*** Opening Information supplied ***
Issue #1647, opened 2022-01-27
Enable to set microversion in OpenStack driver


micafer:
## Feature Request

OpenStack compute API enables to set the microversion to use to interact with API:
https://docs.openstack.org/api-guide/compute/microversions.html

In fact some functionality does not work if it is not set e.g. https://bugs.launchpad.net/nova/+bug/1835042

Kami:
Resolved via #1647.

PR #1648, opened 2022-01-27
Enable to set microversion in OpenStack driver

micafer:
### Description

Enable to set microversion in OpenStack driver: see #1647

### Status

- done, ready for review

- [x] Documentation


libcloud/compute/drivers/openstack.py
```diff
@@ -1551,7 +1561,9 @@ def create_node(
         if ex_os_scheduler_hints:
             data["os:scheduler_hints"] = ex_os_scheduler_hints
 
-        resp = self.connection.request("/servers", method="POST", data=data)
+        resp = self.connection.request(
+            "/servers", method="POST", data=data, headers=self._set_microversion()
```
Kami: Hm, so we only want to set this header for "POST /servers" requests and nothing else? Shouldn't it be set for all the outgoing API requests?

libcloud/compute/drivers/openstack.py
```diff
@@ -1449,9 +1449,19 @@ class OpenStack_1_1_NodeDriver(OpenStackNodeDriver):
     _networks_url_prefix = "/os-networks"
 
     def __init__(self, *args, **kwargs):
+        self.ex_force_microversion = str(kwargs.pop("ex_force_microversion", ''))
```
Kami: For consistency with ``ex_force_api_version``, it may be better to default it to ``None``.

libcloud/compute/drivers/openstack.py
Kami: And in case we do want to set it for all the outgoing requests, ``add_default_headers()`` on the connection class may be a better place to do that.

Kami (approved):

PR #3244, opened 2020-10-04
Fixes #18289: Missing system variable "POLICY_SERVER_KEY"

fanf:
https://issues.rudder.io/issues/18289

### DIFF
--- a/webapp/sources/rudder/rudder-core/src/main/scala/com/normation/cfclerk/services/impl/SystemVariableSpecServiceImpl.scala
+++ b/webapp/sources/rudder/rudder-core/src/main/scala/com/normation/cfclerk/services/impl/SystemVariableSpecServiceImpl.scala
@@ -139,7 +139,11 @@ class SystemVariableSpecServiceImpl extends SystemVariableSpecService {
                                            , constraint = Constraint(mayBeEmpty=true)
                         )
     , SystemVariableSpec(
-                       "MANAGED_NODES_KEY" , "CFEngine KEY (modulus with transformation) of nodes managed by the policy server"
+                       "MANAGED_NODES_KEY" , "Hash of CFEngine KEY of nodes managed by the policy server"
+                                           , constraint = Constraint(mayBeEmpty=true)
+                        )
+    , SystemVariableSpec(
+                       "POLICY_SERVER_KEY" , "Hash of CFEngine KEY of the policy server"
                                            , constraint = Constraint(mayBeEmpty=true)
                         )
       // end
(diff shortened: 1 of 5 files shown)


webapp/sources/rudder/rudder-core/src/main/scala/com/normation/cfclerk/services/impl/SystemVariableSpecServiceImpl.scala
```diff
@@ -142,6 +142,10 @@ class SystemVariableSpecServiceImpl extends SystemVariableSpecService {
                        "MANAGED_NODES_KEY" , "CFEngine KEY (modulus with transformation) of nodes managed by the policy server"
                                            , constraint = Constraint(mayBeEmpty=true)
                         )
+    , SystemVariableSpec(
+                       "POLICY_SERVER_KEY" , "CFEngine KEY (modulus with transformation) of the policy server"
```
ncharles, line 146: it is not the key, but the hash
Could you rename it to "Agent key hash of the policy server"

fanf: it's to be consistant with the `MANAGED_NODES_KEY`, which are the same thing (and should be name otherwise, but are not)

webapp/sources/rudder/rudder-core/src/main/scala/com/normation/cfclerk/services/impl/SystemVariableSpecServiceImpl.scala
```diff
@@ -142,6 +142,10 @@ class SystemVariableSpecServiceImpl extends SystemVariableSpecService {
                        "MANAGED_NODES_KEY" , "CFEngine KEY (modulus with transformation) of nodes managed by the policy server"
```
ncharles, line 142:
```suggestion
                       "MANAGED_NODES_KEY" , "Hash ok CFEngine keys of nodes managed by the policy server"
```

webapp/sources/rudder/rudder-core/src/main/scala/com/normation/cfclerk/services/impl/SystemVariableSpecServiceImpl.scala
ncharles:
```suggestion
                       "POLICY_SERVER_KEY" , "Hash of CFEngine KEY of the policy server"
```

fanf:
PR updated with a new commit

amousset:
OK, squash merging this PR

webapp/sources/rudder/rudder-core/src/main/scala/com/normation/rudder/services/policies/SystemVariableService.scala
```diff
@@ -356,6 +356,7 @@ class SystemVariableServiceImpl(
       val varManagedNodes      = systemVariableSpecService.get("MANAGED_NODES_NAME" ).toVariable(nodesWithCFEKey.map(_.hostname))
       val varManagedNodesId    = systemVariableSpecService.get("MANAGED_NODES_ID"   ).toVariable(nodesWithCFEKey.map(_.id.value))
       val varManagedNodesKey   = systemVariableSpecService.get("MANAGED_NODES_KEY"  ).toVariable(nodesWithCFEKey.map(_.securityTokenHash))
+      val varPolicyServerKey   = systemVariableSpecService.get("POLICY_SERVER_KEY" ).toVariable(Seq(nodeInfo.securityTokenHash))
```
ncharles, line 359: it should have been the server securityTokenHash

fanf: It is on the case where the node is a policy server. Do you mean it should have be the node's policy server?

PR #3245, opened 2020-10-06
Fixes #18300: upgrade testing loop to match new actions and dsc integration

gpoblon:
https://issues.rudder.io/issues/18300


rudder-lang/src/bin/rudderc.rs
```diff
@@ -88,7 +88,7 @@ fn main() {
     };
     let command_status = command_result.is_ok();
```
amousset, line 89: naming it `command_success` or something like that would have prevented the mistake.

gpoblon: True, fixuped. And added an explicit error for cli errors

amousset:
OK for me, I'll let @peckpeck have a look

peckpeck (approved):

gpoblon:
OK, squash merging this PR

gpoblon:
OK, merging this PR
*** Closing Information supplied ***
The answer is the full data, repeated exactly as shown.

→ Solution to the exercise
Issue #1647, opened 2022-01-27
Enable to set microversion in OpenStack driver


micafer:
## Feature Request

OpenStack compute API enables to set the microversion to use to interact with API:
https://docs.openstack.org/api-guide/compute/microversions.html

In fact some functionality does not work if it is not set e.g. https://bugs.launchpad.net/nova/+bug/1835042

Kami:
Resolved via #1647.

PR #1648, opened 2022-01-27
Enable to set microversion in OpenStack driver

micafer:
### Description

Enable to set microversion in OpenStack driver: see #1647

### Status

- done, ready for review

- [x] Documentation


libcloud/compute/drivers/openstack.py
```diff
@@ -1551,7 +1561,9 @@ def create_node(
         if ex_os_scheduler_hints:
             data["os:scheduler_hints"] = ex_os_scheduler_hints
 
-        resp = self.connection.request("/servers", method="POST", data=data)
+        resp = self.connection.request(
+            "/servers", method="POST", data=data, headers=self._set_microversion()
```
Kami: Hm, so we only want to set this header for "POST /servers" requests and nothing else? Shouldn't it be set for all the outgoing API requests?

libcloud/compute/drivers/openstack.py
```diff
@@ -1449,9 +1449,19 @@ class OpenStack_1_1_NodeDriver(OpenStackNodeDriver):
     _networks_url_prefix = "/os-networks"
 
     def __init__(self, *args, **kwargs):
+        self.ex_force_microversion = str(kwargs.pop("ex_force_microversion", ''))
```
Kami: For consistency with ``ex_force_api_version``, it may be better to default it to ``None``.

libcloud/compute/drivers/openstack.py
Kami: And in case we do want to set it for all the outgoing requests, ``add_default_headers()`` on the connection class may be a better place to do that.

Kami (approved):

PR #3244, opened 2020-10-04
Fixes #18289: Missing system variable "POLICY_SERVER_KEY"

fanf:
https://issues.rudder.io/issues/18289

### DIFF
--- a/webapp/sources/rudder/rudder-core/src/main/scala/com/normation/cfclerk/services/impl/SystemVariableSpecServiceImpl.scala
+++ b/webapp/sources/rudder/rudder-core/src/main/scala/com/normation/cfclerk/services/impl/SystemVariableSpecServiceImpl.scala
@@ -139,7 +139,11 @@ class SystemVariableSpecServiceImpl extends SystemVariableSpecService {
                                            , constraint = Constraint(mayBeEmpty=true)
                         )
     , SystemVariableSpec(
-                       "MANAGED_NODES_KEY" , "CFEngine KEY (modulus with transformation) of nodes managed by the policy server"
+                       "MANAGED_NODES_KEY" , "Hash of CFEngine KEY of nodes managed by the policy server"
+                                           , constraint = Constraint(mayBeEmpty=true)
+                        )
+    , SystemVariableSpec(
+                       "POLICY_SERVER_KEY" , "Hash of CFEngine KEY of the policy server"
                                            , constraint = Constraint(mayBeEmpty=true)
                         )
       // end
(diff shortened: 1 of 5 files shown)


webapp/sources/rudder/rudder-core/src/main/scala/com/normation/cfclerk/services/impl/SystemVariableSpecServiceImpl.scala
```diff
@@ -142,6 +142,10 @@ class SystemVariableSpecServiceImpl extends SystemVariableSpecService {
                        "MANAGED_NODES_KEY" , "CFEngine KEY (modulus with transformation) of nodes managed by the policy server"
                                            , constraint = Constraint(mayBeEmpty=true)
                         )
+    , SystemVariableSpec(
+                       "POLICY_SERVER_KEY" , "CFEngine KEY (modulus with transformation) of the policy server"
```
ncharles, line 146: it is not the key, but the hash
Could you rename it to "Agent key hash of the policy server"

fanf: it's to be consistant with the `MANAGED_NODES_KEY`, which are the same thing (and should be name otherwise, but are not)

webapp/sources/rudder/rudder-core/src/main/scala/com/normation/cfclerk/services/impl/SystemVariableSpecServiceImpl.scala
```diff
@@ -142,6 +142,10 @@ class SystemVariableSpecServiceImpl extends SystemVariableSpecService {
                        "MANAGED_NODES_KEY" , "CFEngine KEY (modulus with transformation) of nodes managed by the policy server"
```
ncharles, line 142:
```suggestion
                       "MANAGED_NODES_KEY" , "Hash ok CFEngine keys of nodes managed by the policy server"
```

webapp/sources/rudder/rudder-core/src/main/scala/com/normation/cfclerk/services/impl/SystemVariableSpecServiceImpl.scala
ncharles:
```suggestion
                       "POLICY_SERVER_KEY" , "Hash of CFEngine KEY of the policy server"
```

fanf:
PR updated with a new commit

amousset:
OK, squash merging this PR

webapp/sources/rudder/rudder-core/src/main/scala/com/normation/rudder/services/policies/SystemVariableService.scala
```diff
@@ -356,6 +356,7 @@ class SystemVariableServiceImpl(
       val varManagedNodes      = systemVariableSpecService.get("MANAGED_NODES_NAME" ).toVariable(nodesWithCFEKey.map(_.hostname))
       val varManagedNodesId    = systemVariableSpecService.get("MANAGED_NODES_ID"   ).toVariable(nodesWithCFEKey.map(_.id.value))
       val varManagedNodesKey   = systemVariableSpecService.get("MANAGED_NODES_KEY"  ).toVariable(nodesWithCFEKey.map(_.securityTokenHash))
+      val varPolicyServerKey   = systemVariableSpecService.get("POLICY_SERVER_KEY" ).toVariable(Seq(nodeInfo.securityTokenHash))
```
ncharles, line 359: it should have been the server securityTokenHash

fanf: It is on the case where the node is a policy server. Do you mean it should have be the node's policy server?

PR #3245, opened 2020-10-06
Fixes #18300: upgrade testing loop to match new actions and dsc integration

gpoblon:
https://issues.rudder.io/issues/18300


rudder-lang/src/bin/rudderc.rs
```diff
@@ -88,7 +88,7 @@ fn main() {
     };
     let command_status = command_result.is_ok();
```
amousset, line 89: naming it `command_success` or something like that would have prevented the mistake.

gpoblon: True, fixuped. And added an explicit error for cli errors

amousset:
OK for me, I'll let @peckpeck have a look

peckpeck (approved):

gpoblon:
OK, squash merging this PR

gpoblon:
OK, merging this PR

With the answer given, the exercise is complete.